Our suite of Parquet reader benchmarks includes a variety of data source, data types, compression formats and reader options. However it does not include a benchmark that uses multiple CUDA streams with multiple host threads to read portions of the same dataset and maximize GPU utilization. The Spark-RAPIDS plugin relies on multi-stream parquet reads from host buffers (using per-thread-default-stream, PTDS) for the data ingest step into libcudf.

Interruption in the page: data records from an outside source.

PR #317, opened 2018-08-09
 fixes #291 : Fix parsing of quantitation files

### LINKED ISSUE #291: Fix parsing of quantitation files
Handle type of newlines in file created by wetlab (windows, maybe?)
 - Without this, receive an uncaught exception when try to upload quantitation file
Automatically replace "nan" concentrations with 0 when parsing quantitation files
 - Without this, nan wells display as white, AND received an error when clicking Confirm

Interpret any values listed as "<0.00" as 0.00
Interpret any values listed as ">(some numeric value)" as "(some numeric value)"
Interpret any values listed as a bunch of question marks (when you overflow the sensor; usually sample being too concentrated) as the highest quantification value in that particular file.
 - For all three of these, the wet lab currently does this manually

Raised in shotgun walkthrough 07/31/2018

AmandaBirmingham:
Prevent parsing exception caused by CR newlines
Interpret any values listed as "<0.00" as 0.00
Interpret any values listed as ">some numeric value" as some numeric value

Describe the solution you'd like
We should add a libcudf microbenchmark that creates several host threads, each with it's own non-default CUDA stream, and then reads a large parquet dataset from host memory into a libcudf table. Currently we haven't exposed a stream in the public API for the parquet reader, but development of the benchmark can begin by using the read_parquet detail API. We could design this benchmark either to read one file per thread or one row group per thread, whichever is more expedient. After the read step, we might want to add a concatenation step to yield a single table. It might be useful to leverage the same generated data as in the other Parquet reader benchmarks, so we have a performance reference when studying the advantage of multi-thread, multi-stream read times.
Describe alternatives you've considered
The alternative would be to continue using Spark-RAPIDS NDS runs to track performance of libcudf's parquet reader in a multi-threaded, multi-stream use case.